Une mission de la Commission nationale anti-corruption (Conac) a séjourné du 13 au 17 juillet à la mairie de Pète-Bandjoun, où plusieurs responsables, dont Madame le maire, ont été auditionnés. En toile de fond, des accusations de gestion opaque du patrimoine communal et de possibles irrégularités dans l’attribution d’infrastructures financées sur fonds publics.

Les enquêteurs passe au crible la gestion communale

Par Thomas Tankou___________

La crise qui secoue la Commune de Pète-Bandjoun semble avoir franchi un nouveau palier. Après plusieurs semaines de tensions internes, marquées par des accusations réciproques entre l’exécutif municipal et certains de ses proches collaborateurs, l’entrée en scène de la Commission nationale anti-corruption (Conac) confère désormais à cette affaire une dimension institutionnelle.

La présence d’une mission d’enquête du 13 au 17 juillet dernier laisse penser que les dénonciations ont été jugées suffisamment sérieuses pour justifier des investigations approfondies.
Il convient toutefois de rappeler qu’à ce stade, aucune conclusion officielle n’a été rendue publique. Les auditions menées par les enquêteurs ne préjugent en rien de la culpabilité des personnes entendues. Elles constituent une étape normale du processus de vérification des faits.

La transparence dans la gestion des deniers publics en question…

Au cœur des soupçons figurent des allégations de mauvaise gouvernance financière et de gestion opaque du patrimoine communal. Les dénonciations portent notamment sur les modalités d’attribution des boutiques et des comptoirs de la boucherie municipale.
Si ces faits venaient à être établis, ils pourraient soulever des interrogations sur le respect des principes de transparence, d’équité et de redevabilité qui doivent encadrer la gestion des biens publics. Dans les collectivités territoriales décentralisées, les infrastructures financées sur fonds publics sont censées être administrées dans le strict intérêt général, conformément à la législation en vigueur concernant la gestion du domaine communal.
Le fait que cette boucherie ait été réalisée, selon les informations disponibles, grâce à des financements du ministère de l’Élevage, des Pêches et des Industries animales renforce naturellement les exigences de traçabilité dans l’utilisation de cet investissement public.

Le rôle de la Conac dans la prévention et la répression des pratiques corruptives…

L’intervention de la Conac s’inscrit dans le dispositif national de lutte contre la corruption, les détournements de deniers publics, l’enrichissement illicite, les conflits d’intérêts et les autres infractions assimilées à la mauvaise gouvernance.
Les enquêteurs ont pour mission de recueillir des témoignages, d’examiner les documents administratifs, de vérifier les procédures de gestion et d’identifier d’éventuelles irrégularités.
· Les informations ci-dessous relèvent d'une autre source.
Issue #2698, opened 2017-11-15
Service 'releases' broken for LUBIS


procrastinatio:
Working for `ch.swisstopo.zeitreihen`
```
curl -X POST "http://api3.geo.admin.ch/rest/services/all/MapServer/ch.swisstopo.zeitreihen/releases?geometry=660850.0%2C180300.0&sr=21781&imageDisplay=2851%2C1884%2C256.0&geometryType=esriGeometryPoint&mapExtent=590118.055556%2C133556.944444%2C731581.944444%2C227043.0"
{"results": ["18641231", "18691231", "18711231", "18731231", "18881231", "18941231", "19001231", "19031231", "19051231", "19121231", "19231231", "19321231", "19481231", "19541231", "19601231", "19651231", "19691231", "19761231", "19801231", "19861231", "19931231", "19991231", "20071231", "20131231"]}3d [root@ip-10-220-5-68:~] # 
```
But not for all LUBIS layers
```
curl -X POST "http://api3.geo.admin.ch/rest/services/all/MapServer/ch.swisstopo.lubis-luftbilder_farbe/releases?geometry=660850.0%2C180300.0&sr=21781&imageDisplay=2851%2C1884%2C256.0&geometryType=esriGeometryPoint&mapExtent=590118.055556%2C133556.944444%2C731581.944444%2C227043.0"
```
Error log

```
13793 [Tue Nov 14 21:28:36.391619 2017] [wsgi:error] [pid 6298] [remote 10.220.4.223:30983] AttributeError: type object 'Bildstreifen' has no attribute 'bgdi_order'
13820 [Tue Nov 14 21:28:36.417088 2017] [wsgi:error] [pid 6298] [remote 10.220.4.223:29959] AttributeError: type object 'LuftbilderSwisstopoFarbe' has no attribute 'bgdi_order'             
 ```

(https://github.com/geoadmin/mf-chsdi3/blob/3a15824ec59cedacaba27c48f958f294633bdffa/chsdi/views/features.py#L785

ltclm:
that might have never worked for time-enabled layers without bgdi_order attribute in the model.
Thanks for the fix!

PR #2699, opened 2017-11-15
LUBIS release

procrastinatio:
Testing for missing attributes. Years list is still empty

See https://github.com/geoadmin/mf-chsdi3/issues/2698

### DIFF
--- a/chsdi/tests/integration/test_features_service.py
+++ b/chsdi/tests/integration/test_features_service.py
@@ -319,7 +319,9 @@ class TestFeaturesView(TestsBase):
         resp.mustcontain('cb_({')
 
     def test_feature_big_but_good(self):
-        resp = self.testapp.get('/rest/services/all/MapServer/ch.swisstopo.geologie-geocover/1080284', params={'geometryFormat': 'geojson'}, status=200)
+        bodId = 'ch.swisstopo.geologie-geocover'
+        featureId = self.getRandomFeatureId(bodId)
+        resp = self.testapp.get('/rest/services/all/MapServer/%s/%s' % (bodId, featureId), params={'geometryFormat': 'geojson'}, status=200)
         self.assertEqual(resp.content_type, 'application/json')
         self.assertIn('geometry', resp.json['feature'])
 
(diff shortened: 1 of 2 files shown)


ltclm:
years list is probably empty because of the lv95 migration.
@loicgasser has the releases service been migrated to lv95 to?
the zeitreihen data for releases is still lv03, thats why it is still working. the lubis data is now in lv95.

loicgasser:
no releases is a zeitreihen service only.
Time series in print was also only designed for zeitreihen.
People forget so much...

layers config right here tells what years there are. On top of it lubis are points, and release service is intersecting with a point and not a bbox.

Ce travail d’investigation vise à établir les faits de manière objective avant toute éventuelle transmission du dossier aux autorités judiciaires compétentes si des infractions étaient caractérisées.
Dans ce type de dossier, les notions de traçabilité des fonds publics, de contrôle interne, d’audit de gestion et de reddition des comptes deviennent essentielles pour apprécier la régularité des actes posés par les responsables municipaux.
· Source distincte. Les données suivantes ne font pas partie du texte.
PR #2703, opened 2017-11-15
geologie geocover metadata new attribute in shop tooltip

alcapat:


loicgasser:
when is it supposed to be deployed?

AFoletti:
22.11

2017-11-17 15:10 GMT+01:00 Gasser Loïc <notifications@github.com>:

Issue #2687, opened 2017-11-01
Remove model and mako (+unused translations -> edit ms_item and make translate)


loicgasser:
ch.swisstopo-vd.geometa-standav

@mariokeusen @AFoletti 

do you know if this layer is supposed to have a tooltip? Because we have a model in CHSDI but it is marked without tooltip in the layers config.

loicgasser:
ping @mariokeusen @AFoletti BMD should have this info.

AFoletti:
MuM is not (yet) a reliable source for tooltip info.
But the JIRA ticket comes to our rescue!!

`Foletti Ambrogio added a comment - 28/Sep/12 1:56 PM 
Hey Damien,
We have to implement some changes:
no more tooltip on this layer`

Then: no tooltip is right, model is no more needed

loicgasser:
@daguer please proceed.

PR #2725, opened 2017-11-30
removed standav mako and model

AFoletti:
fixes https://github.com/geoadmin/mf-chsdi3/issues/2687


loicgasser:
ah but i shouldn't wait, :x

Issue #2726, opened 2017-11-30
Support abbrevation for addresses


davidoesch:
In Swisssearch, abbreviations like 
Seftigenstr.
Bundespl.
Av.
etc
Are not recognized anymore. ( I'm quite sure this worked in the past) 

Can you dig out the old behavior?

ltclm:
duplicate of https://github.com/geoadmin/mf-geoadmin3/issues/4036

PR #2734, opened 2017-12-01
Remove dot from location search

loicgasser:
I analyzed locations content, we should be able to remove the dots from the location search.
Fix for https://github.com/geoadmin/mf-chsdi3/issues/2726 and https://github.com/geoadmin/mf-geoadmin3/issues/4036
[Test Link](https://mf-chsdi3.int.bgdi.ch/search_locations_special_charaters/shorten/773d811bd8)

### DIFF
--- a/chsdi/lib/helpers.py
+++ b/chsdi/lib/helpers.py
@@ -127,6 +127,13 @@ def format_search_text(input_str):
     )
 
 
+def format_locations_search_text(input_str):
+    if input_str is None:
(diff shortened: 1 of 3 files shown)


loicgasser:
ping @davidoesch good for you?

davidoesch:
Tested with pl. Av. And str. Hope we don't break sth else with it 

+1 go

gjn:
Merci!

Une affaire suivie avec attention…

Au-delà du cas de Pète-Bandjoun, cette affaire rappelle que les collectivités territoriales sont aujourd’hui soumises à une surveillance accrue en matière de gouvernance financière. Les citoyens attendent davantage de transparence dans la gestion des ressources publiques, tandis que les organes de contrôle multiplient les opérations de vérification afin de prévenir les malversations financières.
Pour l’heure, la prudence reste de mise. Les soupçons évoqués devront être corroborés ou infirmés par les investigations en cours. Le principe de la présomption d’innocence demeure pleinement applicable à l’ensemble des personnes citées tant qu’aucune décision administrative ou judiciaire n’a établi des responsabilités.
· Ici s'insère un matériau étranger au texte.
Issue #2737, opened 2017-12-01
Date formatting error in htmlpopup for ch.bav.sachplan-infrastruktur-schiene_ausgangslage


loicgasser:
layer id: ch.bav.sachplan-infrastruktur-schiene_ausgangslage
feature id: 71-W-06-001

try a html popup request these values.
result:
relevant traceback
```
  File "/var/lib/jenkins/workspace/PR_chsdi3/chsdi/templates/htmlpopup/base.mako", line 58, in render_body
    ${self.table_body(c, lang)}
  File "/var/lib/jenkins/workspace/PR_chsdi3/chsdi/templates/htmlpopup/sis_angaben.mako", line 4, in render_table_body
    <%
  File "/usr/lib/python2.7/_strptime.py", line 325, in _strptime
    (data_string, format))
ValueError: time data '' does not match format '%Y%m%d'

```

Do you guys now what's going on?

It says it doesn't exist but we have the models.
http://mf-chsdi3.dev.bgdi.ch/rest/services/ech/MapServer/ch.bav.sachplan-infrastruktur-schiene_ausgangslage/71-W-06-001/htmlPopup

PR #2738, opened 2017-12-01
date attribute can have null values

ltclm:
fixes https://github.com/geoadmin/mf-chsdi3/issues/2737
new data delivery can have NULL values in the attribute ``valid_from``

### DIFF
--- a/chsdi/templates/htmlpopup/sis_angaben.mako
+++ b/chsdi/templates/htmlpopup/sis_angaben.mako
@@ -9,7 +9,10 @@
     description = 'description_%s' % lang
     facility_kind = 'fackind_text_%s' % lang
     facility_status = 'facstatus_text_%s' % lang
-    datefrom = datetime.datetime.strptime(c['attributes']['valid_from'].strip(), "%Y%m%d").strftime("%d.%m.%Y")
+    try:
+        datefrom = datetime.datetime.strptime(c['attributes']['valid_from'].strip(), "%Y%m%d").strftime("%d.%m.%Y")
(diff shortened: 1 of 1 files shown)


chsdi/templates/htmlpopup/sis_angaben.mako
```diff
@@ -9,7 +9,10 @@
     description = 'description_%s' % lang
     facility_kind = 'fackind_text_%s' % lang
     facility_status = 'facstatus_text_%s' % lang
-    datefrom = datetime.datetime.strptime(c['attributes']['valid_from'].strip(), "%Y%m%d").strftime("%d.%m.%Y")
+    try:
+        datefrom = datetime.datetime.strptime(c['attributes']['valid_from'].strip(), "%Y%m%d").strftime("%d.%m.%Y")
+    except:
+        datefrom = '-'
```
loicgasser: Thanks but better test if this attr is None or not. Would be a
Slightly cleaner

ltclm: but less robust. db input for this function is a text column which can contain anything
```python
datefrom = datetime.datetime.strptime('anything_but_knickerbocker'.strip(), "%Y%m%d").strftime("%d.%m.%Y")
  File "<stdin>", line 1, in <module>
  File "/usr/lib/python2.7/_strptime.py", line 325, in _strptime
    (data_string, format))
ValueError: time data 'anything_but_knickerbocker' does not match format '%Y%m%d'

```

Les prochaines conclusions de la Conac seront donc particulièrement attendues. Elles permettront de déterminer si cette crise municipale relève essentiellement d’un conflit interne de gouvernance ou si elle révèle effectivement des manquements susceptibles d’être qualifiés de détournement de deniers publics, de gestion irrégulière du patrimoine communal ou d’autres faits de corruption au sens de la législation camerounaise.